● **WORK TO BE COMPLETED**
The expected output is exactly the lines below, starting at the line with "1) Install the" and ending at the line with "3) Try to import", both included; no other line belongs in it.

● **DATASET RECORDS**
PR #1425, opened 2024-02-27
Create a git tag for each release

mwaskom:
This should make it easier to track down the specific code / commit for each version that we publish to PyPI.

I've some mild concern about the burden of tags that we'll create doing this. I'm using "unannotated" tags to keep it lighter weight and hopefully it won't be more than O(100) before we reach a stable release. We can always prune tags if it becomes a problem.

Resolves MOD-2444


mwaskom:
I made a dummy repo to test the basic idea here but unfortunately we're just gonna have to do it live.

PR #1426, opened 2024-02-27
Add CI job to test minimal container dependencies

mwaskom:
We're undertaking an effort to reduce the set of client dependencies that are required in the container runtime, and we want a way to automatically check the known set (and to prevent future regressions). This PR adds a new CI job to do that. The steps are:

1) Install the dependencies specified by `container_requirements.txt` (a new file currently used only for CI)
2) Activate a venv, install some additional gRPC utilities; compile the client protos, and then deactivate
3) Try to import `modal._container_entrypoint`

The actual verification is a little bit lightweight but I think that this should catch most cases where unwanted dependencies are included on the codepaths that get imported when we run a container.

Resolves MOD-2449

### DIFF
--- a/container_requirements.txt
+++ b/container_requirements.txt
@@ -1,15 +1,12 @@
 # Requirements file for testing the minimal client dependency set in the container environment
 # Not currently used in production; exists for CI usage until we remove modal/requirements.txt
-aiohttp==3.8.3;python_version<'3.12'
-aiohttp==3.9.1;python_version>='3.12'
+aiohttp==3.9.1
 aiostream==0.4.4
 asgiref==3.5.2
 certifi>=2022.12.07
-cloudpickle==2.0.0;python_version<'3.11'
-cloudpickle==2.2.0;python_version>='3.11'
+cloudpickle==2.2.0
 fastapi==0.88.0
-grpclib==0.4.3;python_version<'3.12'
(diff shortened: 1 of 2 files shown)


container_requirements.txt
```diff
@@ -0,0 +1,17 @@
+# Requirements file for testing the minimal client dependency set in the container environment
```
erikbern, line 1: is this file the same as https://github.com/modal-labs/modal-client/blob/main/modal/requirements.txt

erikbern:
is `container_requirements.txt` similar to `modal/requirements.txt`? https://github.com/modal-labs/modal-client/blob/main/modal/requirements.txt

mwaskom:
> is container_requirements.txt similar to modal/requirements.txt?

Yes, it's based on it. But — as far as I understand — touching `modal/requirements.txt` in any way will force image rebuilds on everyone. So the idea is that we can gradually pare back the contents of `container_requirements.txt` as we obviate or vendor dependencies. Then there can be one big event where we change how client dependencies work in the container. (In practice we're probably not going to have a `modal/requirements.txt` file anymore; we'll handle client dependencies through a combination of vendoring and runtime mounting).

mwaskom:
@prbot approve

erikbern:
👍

● **WRITTEN REPLY**
1) Install the dependencies specified by `container_requirements.txt` (a new file currently used only for CI)
2) Activate a venv, install some additional gRPC utilities; compile the client protos, and then deactivate
3) Try to import `modal._container_entrypoint`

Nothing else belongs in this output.